PR #2947, opened 2022-10-03
New key map X_Box_360 with wireless receiver for linux

vido89:
New key map X_Box_360 with wireless receiver for linux

### DIFF
--- a/resources/skeleton/config/Microsoft_X_Box_360_pad.map
+++ b/resources/skeleton/config/Microsoft_X_Box_360_pad.map
@@ -1,0 +1,106 @@
+; -------------------------------------------
+; Xbox 360 (Wireless) Controller Input Map
+; Created by CuriousMike
+; Version 1.3
+
+;Buttons:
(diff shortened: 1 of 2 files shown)


vido89:
Sony PLAYSTATION R3 Controller Input map for linux

paroj:
you guys really need to switch to SDL2 for the gamepad abstraction, instead of maintaining your own: https://wiki.libsdl.org/CategoryGameController

vido89:
Yep that would be nice to have because and I quote "so you'll know that SDL_CONTROLLER_AXIS_LEFTX is always the X-Axis of the left Analog Stick" so maybe we could implement SDL2 in to RoR when some developer get some free time tnx @paroj for suggestion

only-a-ptr:
I couldn't resist the ":smile:" reaction because this has been in my backlog since... ever. But there were always bugs attracting a lot more attention, so I never even started. But we'll definitely move to SDL2 eventually.

PR #2949, opened 2022-10-10
Prop anims with 'eventlock' now remain active if player leaves vehicle (+multiplayer).

only-a-ptr:
Kindly requested from Discord by Flip889#6304 and BRobinson#9257

As a bonus, key-triggered prop animations now propagate over network:
busHeadsUnite

RoRnet was bumped to .44


tritonas00 (approved):
Works fine, tested on network also.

PROBLEM DESCRIPTION – Nothing is to be left out, and every entry is to be transcribed exactly.

RESPONSE TO THIS EXERCISE –
PR #2947, opened 2022-10-03
New key map X_Box_360 with wireless receiver for linux

vido89:
New key map X_Box_360 with wireless receiver for linux

### DIFF
--- a/resources/skeleton/config/Microsoft_X_Box_360_pad.map
+++ b/resources/skeleton/config/Microsoft_X_Box_360_pad.map
@@ -1,0 +1,106 @@
+; -------------------------------------------
+; Xbox 360 (Wireless) Controller Input Map
+; Created by CuriousMike
+; Version 1.3
+
+;Buttons:
(diff shortened: 1 of 2 files shown)


vido89:
Sony PLAYSTATION R3 Controller Input map for linux

paroj:
you guys really need to switch to SDL2 for the gamepad abstraction, instead of maintaining your own: https://wiki.libsdl.org/CategoryGameController

vido89:
Yep that would be nice to have because and I quote "so you'll know that SDL_CONTROLLER_AXIS_LEFTX is always the X-Axis of the left Analog Stick" so maybe we could implement SDL2 in to RoR when some developer get some free time tnx @paroj for suggestion

only-a-ptr:
I couldn't resist the ":smile:" reaction because this has been in my backlog since... ever. But there were always bugs attracting a lot more attention, so I never even started. But we'll definitely move to SDL2 eventually.

PR #2949, opened 2022-10-10
Prop anims with 'eventlock' now remain active if player leaves vehicle (+multiplayer).

only-a-ptr:
Kindly requested from Discord by Flip889#6304 and BRobinson#9257

As a bonus, key-triggered prop animations now propagate over network:
busHeadsUnite

RoRnet was bumped to .44


tritonas00 (approved):
Works fine, tested on network also.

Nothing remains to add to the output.